Thursday, February 9, 2012

Lana Del Rey has last laugh with top Billboard debut


After weeks of hype and ridicule, singer Lana Del Rey had the last laugh on Wednesday by scoring the week's highest debut on the Billboard 200 album chart with her new record "Born To Die."

New York native Del Rey, who had the Internet abuzz especially after a shaky performance on U.S. sketch show "Saturday Night Live" last month, sold 76,000 copies of her debut album in its first week.

She was second only to British singer Adele, who continued her reign for the 19th week at No. 1 with "21."

Following on the heels of Del Rey was veteran folk singer Leonard Cohen, who sold 41,000 copies of his 12th studio album, "Old Ideas," a collection of songs recalling some of Cohen's earlier and best-known works such as "Hallelujah."

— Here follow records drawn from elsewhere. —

PR #3668, opened 2025-12-16
CI: create github prerelease and appimage

dni:
having a built appimage ready for testing on the release is very convinient


motorina0 (approved):
LGTM

PR #3699, opened 2026-01-03
Fix: Update apipayments updated_at field when a payment is updated.

21M4TW:
apipayments table updated_at field was not updated when updating a payment

### DIFF
--- a/tests/unit/test_crud_payments.py
+++ b/tests/unit/test_crud_payments.py
@@ -28,7 +28,7 @@ async def update_payments(payments):
 
 
 @pytest.mark.anyio
-async def test_crud_get_payments():
+async def test_crud_get_payments(app):
 
     user = await create_user_account()
     wallet = await create_wallet(user_id=user.id)


lnbits/core/crud/payments.py
```diff
@@ -314,6 +314,7 @@ async def update_payment(
     new_checking_id: str | None = None,
     conn: Connection | None = None,
 ) -> None:
+    payment.update_timestamp()
```
dni:
```suggestion
    payment.updated_at = datetime.now(timezone.utc)
```

dni: i would prefer it like that without property, we have it like that in other places.

motorina0:
There are 2 functions where `updated_at` must be updated (`update_payment`, `update_payment_checking_id`).
These are the only 2 places. No need for a dedicated function (which will not be called outside of `crud`).
Is sufficient a simple:
```py
    payment.updated_at = datetime.now(timezone.utc)
```
(or the equivalent SQL update)


Note: its ok not to update the value for `mark_webhook_sent`

motorina0:
> There are 2 functions where `updated_at` must be updated (`update_payment`, `update_payment_checking_id`). These are the only 2 places. No need for a dedicated function (which will not be called outside of `crud`). Is sufficient a simple:

Done. Pushed changes.

tests/unit/test_crud_payments.py
```diff
@@ -39,6 +42,15 @@ async def test_crud_get_payments(app):
     filters = Filters(limit=100)
     payments = await get_payments(wallet_id=wallet.id, filters=filters)
     assert len(payments) == 22, "should return 22 successful payments"
+    first_payment = payments[0]
+    first_payment_updated_at = first_payment.updated_at.replace()
```
dni, line 46: i dont quite understand this, why are you replace it first? maybe i am done i dont now what `Date.replace()` does its not obvious for me

lnbits/core/crud/payments.py
```diff
@@ -304,8 +305,16 @@ async def update_payment_checking_id(
...
+        f"""
+            UPDATE apipayments
+            SET checking_id = :new_id, updated_at = {db.timestamp_placeholder('now')}
+            WHERE checking_id = :old_id
+        """,  # noqa: S608
+        {
+            "new_id": new_checking_id,
+            "old_id": checking_id,
+            "now": int(time()),
+        },
```
dni, line 317: what if we refactor this whole thing to use `update_payment()`?

21M4TW:
`update_payment_checking_id` is only called by `update_payment`, and `updated_at` gets updated twice if `checking_id` gets changed? Why not getting rid of `update_payment_checking_id` and put the code within `update_payment`, with `updated_at` changed only once?

PR #100, opened 2024-08-28
Add non-`const` overload of `::operands()`

arcondello:
Also fixes a badly named test file.


dwave/optimization/include/dwave-optimization/nodes/mathematical.hpp
```diff
@@ -83,7 +87,7 @@ class BinaryOpNode : public ArrayOutputMixin<ArrayNode> {
     // There are redundant, because we could dynamic_cast each time from
     // predecessors(), but that gets tedious as well as having a very minor
```
wbernoudy, line 88: Just because I'm reading this comment for the third time this week: we should probably change this to (sometimes) having a very major performance hit! :smile:

wbernoudy (approved):

PR #103, opened 2024-08-29
Support Python 3.13

arcondello:


requirements.txt
```diff
@@ -1,6 +1,6 @@
 # Install requirements
 numpy==1.21.6; python_version < '3.10'  # support numpy.typing
-oldest-supported-numpy; python_version >= '3.10'
+numpy==2.1.0; python_version >= '3.10'
```
arcondello, line 3: `oldest-supported-numpy` is deprecated. And now that we don't require NumPy as build time we can be a lot less finicky with it.

arcondello:
Looks like there isn't yet free-threaded support for Cython. Will check back in on this in a few weeks.

arcondello:
I am not 100% sure what's happening with the macos x86_64 build. Seems to be an interaction between `meson` and `cibuildwheel`. I'll let it sit for a few weeks in case it's something that will be ironed out.

thisac (approved):
LGTM

PR #107, opened 2024-09-07
Add CVRPTW generator

elham-azd:


arcondello:
Closes https://github.com/dwavesystems/dwave-optimization/issues/104

dwave/optimization/generators.py
```diff
@@ -195,7 +197,7 @@ def bin_packing(weights: numpy.typing.ArrayLike,
     # Ensure that the weight for each bin does not exceed capacity
     for i in range(max_bins):
         bin_array = bins[i]
-        model.add_constraint((bin_array*weights).sum() <= capacity)
+        model.add_constraint((bin_array * weights).sum() <= capacity)
```
arcondello, line 200: I'd prefer to keep the diff minimal by not reformatting other parts of the code. It makes it harder to review and messes with the git history. Formatting could be done as a separate PR.

dwave/optimization/generators.py
```diff
@@ -407,6 +409,243 @@ class as the decision variable being optimized, with permutations of its
     return model
 
 
+def capacitated_vehicle_routing_time_window(demand: numpy.typing.ArrayLike,
```
arcondello, line 412:
```python
def capacitated_vehicle_routing_with_time_windows(demand: numpy.typing.ArrayLike,
```
I know it's super long, but I think this is the "real" name.

dwave/optimization/generators.py
```diff
@@ -407,6 +409,243 @@ class as the decision variable being optimized, with permutations of its
...
+    be served after time_window_open and before time_window_close. Vehicles have a
+    specified delivery capacity, and on the routes to locations and then back
+    to the depot, no vehicle is allowed to exceed its carrying capacity.
+
+    Args:
+        demand:
+            Customer demand, as an |array-like|_. The first element is the depot and must
+            be zero.
+        number_of_vehicles:
+            Number of available vehicles, as an integer.
```
arcondello, line 435:
```
            Number of available vehicles, as a positive integer.
```

dwave/optimization/generators.py
```diff
@@ -407,6 +409,243 @@ class as the decision variable being optimized, with permutations of its
...
+        raise ValueError(f"Total demand, {demand.sum()}, exceeds the "
+                         f"total capacity, {number_of_vehicles * vehicle_capacity}.")
+
+    time_distances_array = _require("time_distances", time_distances, ndim=2, nonnegative=True, square=True)
+
+    time_window_open = _require("time_window_open", time_window_open, dtype=float, ndim=1, nonnegative=True)
+    time_window_close = _require("time_window_close", time_window_close, dtype=float, ndim=1, nonnegative=True)
+    service_time = _require("service_time", service_time, dtype=float, ndim=1, nonnegative=True)
+
+    if len(time_distances_array) < 2:
```
arcondello, line 486: `len()` in this case returns the size of the first dimension. IMO we should use either `.size` which returns the number of elements or `.shape[0]`. The error message should probably reflect that as well.

dwave/optimization/generators.py
elham-azd: Got it. That makes sense. I used PyCharm automated formatting and it has changed other lines as well. Will make sure that I undo changes to other lines in future.

dwave/optimization/generators.py
```diff
@@ -407,6 +409,243 @@ class as the decision variable being optimized, with permutations of its
     return model
 
 
+def capacitated_vehicle_routing_with_time_windows(demand: numpy.typing.ArrayLike,
+                                                  number_of_vehicles: int,
+                                                  vehicle_capacity: float,
+                                                  time_distances: typing.Optional[numpy.typing.ArrayLike] = None,
+                                                  time_window_open: typing.Optional[numpy.typing.ArrayLike] = None,
+                                                  time_window_close: typing.Optional[numpy.typing.ArrayLike] = None,
+                                                  service_time: typing.Optional[numpy.typing.ArrayLike] = None,
```
arcondello, line 418: If these are allowed to be `None`, the docs should explain what they get defaulted to.

dwave/optimization/generators.py
```diff
@@ -407,6 +409,243 @@ class as the decision variable being optimized, with permutations of its
     return model
 
 
+def capacitated_vehicle_routing_with_time_windows(demand: numpy.typing.ArrayLike,
+                                                  number_of_vehicles: int,
+                                                  vehicle_capacity: float,
+                                                  time_distances: typing.Optional[numpy.typing.ArrayLike] = None,
```
arcondello, line 415: It doesn't look like `time_distances` can actually be `None` in the code.

dwave/optimization/generators.py
```diff
@@ -407,6 +409,243 @@ class as the decision variable being optimized, with permutations of its
...
+            if client_idx == 0:
+                # index of the first customer visited, if length of the route is zero,
+                # points to the last (0) element
+                idx = where(condition, routes[vehicle_idx][:1].sum(), range_helper[-1])
+                this_t_serving_time.append(maximum(t_depo[idx], t_open[idx]))
+                this_t_leaving.append(this_t_serving_time[-1] + t_service[idx])
+
+            else:
+                # index of the previous customer visited
+                previous_idx = (condition * routes[vehicle_idx][client_idx - 1:client_idx].sum()
```
arcondello, line 607: Why aren't we using a `where` here? I see that replacing this statement with
```python
                previous_idx = where(condition, routes[vehicle_idx][client_idx - 1:client_idx].sum(), range_helper[-1])
```
leads to test failures. But shouldn't it be the same? I feel like I am missing something obvious.

arcondello: Oh, duh, the test that's failing is checking the number of nodes. So that's expected.

tests/test_generators.py
```diff
@@ -361,6 +359,228 @@ def test_state_serialization(self):
...
+            vehicle_capacity=10,
+            time_distances=[[1, 6, 3], [2, 2, 8], [4, 6, 7]],
+            time_window_open=[0, 0, 0],
+            time_window_close=[20, 20, 20],
+            service_time=[0, 0, 0])
+
+        self.assertEqual(model.num_decisions(), 1)
+        self.assertEqual(model.num_constraints(), 12)
+        self.assertEqual(model.num_nodes(), 177)
+        self.assertEqual(model.num_edges(), 286)
```
arcondello, line 508: I am not sure these tests help much. At the least we should change to `self.assertLessEqual(...)` to support future improvements. But IMO we should drop them.

dwave/optimization/generators.py
elham-azd: Thank you, I missed this line when adding where nodes. Will fix this.

tests/test_generators.py
elham-azd: Sounds reasonable. I'm going to drop those.

dwave/optimization/generators.py
elham-azd: Good catch. Actually I think none of the input parameters can be `None`.  Fixed

PR #110, opened 2024-09-18
Fix circleci time skew bug

arcondello:


arcondello:
Turns out to be my error. My system time wasn't synced. To be fair, meson does a funny thing whereby they set the time by the last git commit, see https://github.com/scipy/scipy/issues/19158. So my system was setting the commit time into the future.

Closing.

Despite Del Rey and Cohen's high new entries, they could not shift Adele from her top spot. She sold 121,000 copies of "21" in the past week ahead of her official comeback from throat surgery at the Grammy Awards on Sunday.

The only other new entry in the top ten albums was gospel singer Fred Hammond, who entered the chart at No. 8 with "God, Love & Romance," while party rockers LMFAO re-entered the chart with "Sorry for Party Rocking" at No. 9 and Rihanna's "Talk That Talk" jumped up the chart to round out the top ten.